Researchers from the University of Seville, in collaboration with colleagues from the Universities of Murcia and Marburg (Germany) have identified a new protein that makes it possible to repair DNA. The protein in question, called cryptochrome, has evolved to acquire this and other functions within the cell.

Ultraviolet radiation can damage the DNA, leading to mutations that disrupt cell function and can allow cancer cells to grow out of control. Our cells have DNA repair systems to defend themselves against this sort of damage. One of these systems is based on a protein, photolyase, which uses blue light to repair DNA damage before it leads to mutations.

Over the course of evolution, the genes for photolyase duplicated and became specialized, creating new proteins, cryptochromes, which have honed their ability to perceive blue light and now perform other functions in cells. For example, cryptochromes use blue light as a signal to regulate plant growth and the rhythm that controls daily activity (the circadian rhythm) in fungi and animals.

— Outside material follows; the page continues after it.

PR #4484, opened 2025-06-10
Add macro expansion and ctest entrypoint.

mbyx:
# Description

This PR adds a function to expand a crate (consisting of either a single file or a folder) using rustc, a stub entrypoint for test generation, and a simple test that checks whether it can expand both types of crates.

The authors of this study discovered that in the fungus Mucor circinelloides, a human pathogen, cryptochromes are the protein responsible for DNA repair after exposure to ultraviolet radiation, a function that should be performed by photolyase. They also suggest that cryptochromes in this fungus acquired their ability to repair DNA during evolution from an ancestral cryptochrome that was not able to repair DNA. This discovery illustrates how proteins change as their functions evolve.

The results have been published in an article in Current Biology.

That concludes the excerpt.